▶ _Problem details_
Go through the data and count the lines holding the string "samruddhikhandale". Write only the number.
______
PR #142, opened 2022-09-07
add bzip2 to common-utils (former https://github.com/microsoft/vscode-dev-containers/pull/1586)

lucasfcnunes:


src/common-utils/install.sh
```diff
@@ -85,6 +85,7 @@ if [ "${PACKAGES_ALREADY_INSTALLED}" != "true" ]; then
         rsync \
         ca-certificates \
         unzip \
+        bzip2 \
```
samruddhikhandale, line 88: Can we bump the minor version here ( to 1.1.0 ) as we are adding a new package? (We follow semantic versioning) https://github.com/devcontainers/features/blob/main/src/common-utils/devcontainer-feature.json#L3

samruddhikhandale (changes requested):
Thanks! 

image

`bzip2` package will consume approx 196 kB of extra space.

src/common-utils/install.sh
lucasfcnunes: 👍🏽

samruddhikhandale (approved):
Thanks!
______
▶ _Result_
3